» **EXERCISE DESCRIPTION**:
Copy out all lines in the data below containing the string "populated".

[Stored data]
____
PR #1078, opened 2023-03-28
feat: add user_input fields to prompt schema

dkoo:
### All Submissions:

Adds an optional `user_inputs` array to the prompts schema. If these are populated in a prompt's config JSON, they can be used to populate placeholders by field name in the prompt's content. In the future, the array of fields can be used to create actual input fields in the default prompts UI, the values of which can be used to create prompt config JSON to generate the prompts with user input.

Also adds `featured_image_id` to the schema so that the importer can generate a prompt with a given attachment ID, which will be another feature of the default prompts UI.

1. On a fresh site, run `wp newspack-popups import --ras-defaults`.
2. Compare the generated prompts with the config JSON in `./presets/ras-defaults.json`. The `{{placeholder}}` values in the prompts' content should be populated by the default values of the corresponding user input fields. In the future, an optional `value` property can store the user's real input.
3. You can play around with the config or create your own JSON config with other placeholders and user inputs, and different `default` or `value` properties, to ensure that the placeholders are always populated by the corresponding `user_input` field values.
4. Also test the featured image functionality by hard-coding a `featured_image_id` property for a prompt to import, and confirm that the prompt is created with the given attachment ID as featured image.

### Other information:

### DIFF
--- a/includes/class-newspack-popups-importer.php
+++ b/includes/class-newspack-popups-importer.php
@@ -228,9 +228,17 @@ class Newspack_Popups_Importer {
 		$prompts = $this->pre_process_prompts_terms( $prompts );
 
 		foreach ( $prompts as $prompt ) {
+			$prompt_content = $prompt['content'];
+			$user_inputs    = isset( $prompt['user_inputs'] ) ? $prompt['user_inputs'] : [];
+
+			foreach ( $user_inputs as $user_input ) {
+				$value          = ! empty( $user_input['value'] ) ? $user_input['value'] : $user_input['default'];
+				$prompt_content = str_replace( '{{' . $user_input['name'] . '}}', $value, $prompt_content );
+			}
+
 			$post_data = [
 				'post_title'   => $prompt['title'],
-				'post_content' => $prompt['content'],
+				'post_content' => $prompt_content,
 				'post_status'  => $prompt['status'],
 				'post_type'    => Newspack_Popups::NEWSPACK_POPUPS_CPT,
 			];
@@ -252,6 +260,11 @@ class Newspack_Popups_Importer {
 			}
 			if ( ! empty( $prompt['tags'] ) ) {
 				Newspack_Popups_Model::set_popup_terms( $new_post, $prompt['tags'], 'post_tag' );
+			}
+
+			// If there's a featured image.
+			if ( ! empty( $prompt['featured_image_id'] ) && false !== wp_get_attachment_url( (int) $prompt['featured_image_id'] ) ) {
+				set_post_thumbnail( $new_post, (int) $prompt['featured_image_id'] );
 			}
 		}
 	}
--- a/includes/schemas/class-prompts.php
+++ b/includes/schemas/class-prompts.php
@@ -25,17 +25,22 @@ class Prompts extends Schema {
 			'type'                 => 'object',
 			'additionalProperties' => false,
 			'properties'           => [
-				'title'           => [
+				'title'             => [
 					'name'     => 'title',
 					'type'     => 'string',
 					'required' => true,
 				],
-				'content'         => [
+				'content'           => [
 					'name'     => 'content',
 					'type'     => 'string',
 					'required' => true,
 				],
-				'campaign_groups' => [
+				'featured_image_id' => [
+					'name'     => 'featured_image_id',
+					'type'     => 'integer', // Attachment ID to be used as the featured image.
+					'required' => false,
+				],
+				'campaign_groups'   => [
 					'name'     => 'campaign_groups',
 					'type'     => 'array',
 					'required' => false,
@@ -53,7 +58,7 @@ class Prompts extends Schema {
 						],
 					],
 				],
-				'status'          => [
+				'status'            => [
 					'name'     => 'status',
 					'type'     => 'string',
 					'required' => true,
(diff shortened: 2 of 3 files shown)


includes/class-newspack-popups-importer.php
```diff
@@ -228,9 +228,17 @@ private function process_prompts() {
 		$prompts = $this->pre_process_prompts_terms( $prompts );
 
 		foreach ( $prompts as $prompt ) {
+			$prompt_content = $prompt['content'];
+			$user_inputs    = isset( $prompt['user_inputs'] ) ? $prompt['user_inputs'] : [];
+
+			foreach ( $user_inputs as $user_input ) {
+				$value          = ! empty( $user_input['value'] ) ? $user_input['value'] : $user_input['default'];
+				$prompt_content = str_replace( '{{' . $user_input['name'] . '}}', $value, $prompt_content );
```
leogermani, line 236: shouldn't we crop the string if manx_length is set?

includes/schemas/class-prompts.php
```diff
@@ -355,6 +360,61 @@ function( $item ) {
...
+							'description' => [
+								'type' => 'string',
+							],
+							// Whether the input is required to generate the prompt or if it can be generated with an empty value. If true, the default value will be used when the input is empty.
+							'required'    => [
+								'type' => 'boolean',
+							],
+							// Default value of the input. This will be populated by default in the UI.
+							'default'     => [
+								'type' => [
```
leogermani, line 395: From what I see in the doc, and in the defaults below, this is always a string, isn't it?

Up there we are using the value to replace placeholders in the content, so we expect a string.

In what cases `default` and `value` are not strings?

leogermani (approved):
Added two non-blocking comments, as they can be addressed in follow up PRs.

Maybe it's still too early to know the best approach, but the actual values of the user input could be informed nas an additional parameter to the Popups_Importer constructor.

If we'll be storing the progress of the user inputs in the database somewhere as an option or user_meta, when they click to generate the prompt we could then invoke the importer and pass the data.

The way it's now we would have to parse the json and edit the object to add the values. If we do that, we could just edit the `defaults` as well... At a first sight, it looks to me that it makes more sense to send the user input in another way, and fallback to the default in the json if they are not informed...

But again, no need to decide it now, I think when we start to develop the UI and the data handling this will become more clear

includes/class-newspack-popups-importer.php
dkoo: Yes, but I was planning to leave this up to the React (UI) part of things.

includes/schemas/class-prompts.php
dkoo: Yeah, I wasn't sure if there would ever be a case in which we'd want to add a user input that's a checkbox or other type of field, so I left the types as mixed. However, we could decide now that this feature will only be used for string-based placeholder replacements, and lock it down to `string` only. What do you think?

includes/class-newspack-popups-importer.php
leogermani: Makes sense. But since you can also run the importer via CLI, I think we should make sure the back-end also handles it

includes/schemas/class-prompts.php
leogermani: Let's start with what we have and evolve as needed.

If we need other type of inputs, we will also need to treat them differently when running the importer, so I guess we can leave it for later

includes/class-newspack-popups-importer.php
dkoo: Perhaps better to do it in both places, though. Added in 269e0fc

includes/schemas/class-prompts.php
dkoo: 269e0fc sets the `type` of `default` to `string` only.

dkoo:
>The way it's now we would have to parse the json and edit the object to add the values. If we do that, we could just edit the defaults as well... At a first sight, it looks to me that it makes more sense to send the user input in another way, and fallback to the default in the json if they are not informed...

That's kind of what I was planning to do, but I felt the defaults would be useful to retain in case the user input value was empty or otherwise invalid. But I can see it being cleaner to pass the user input values as an additional parameter in the Importer class constructor. I think the inputs should be stored in `wp_options` until the prompts are created, so this would work well. 269e0fc scaffolds this so that the importer class constructor can receive a `user_inputs` param that contains an object containing each field's value keyed by field name. To avoid confusion I've renamed the schema param to `user_input_fields` so that it's clearer that these config object describe the fields and not the values.

leogermani:
> but I felt the defaults would be useful to retain in case the user input value was empty or otherwise invalid.

Yes, the defaults still make sense to live in the json. I think it's looking great!

dkoo:
Great! I think we'll need to figure out a better structure for the user inputs that come into the Importer constructor so that we can tie input values to individual prompts, but that can come in a later PR. Do think it makes sense to add an optional unique slug to the prompt schema so that we can identify the prompt and its expected user inputs by purpose (e.g. `ras_registration_overlay`)?

leogermani:
> Do think it makes sense to add an optional unique slug to the prompt schema so that we can identify the prompt and its expected user inputs by purpos?

Yes, definitely! Good call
____
» **TASK SOLUTION**:
Adds an optional `user_inputs` array to the prompts schema. If these are populated in a prompt's config JSON, they can be used to populate placeholders by field name in the prompt's content. In the future, the array of fields can be used to create actual input fields in the default prompts UI, the values of which can be used to create prompt config JSON to generate the prompts with user input.
2. Compare the generated prompts with the config JSON in `./presets/ras-defaults.json`. The `{{placeholder}}` values in the prompts' content should be populated by the default values of the corresponding user input fields. In the future, an optional `value` property can store the user's real input.
3. You can play around with the config or create your own JSON config with other placeholders and user inputs, and different `default` or `value` properties, to ensure that the placeholders are always populated by the corresponding `user_input` field values.
+							// Default value of the input. This will be populated by default in the UI.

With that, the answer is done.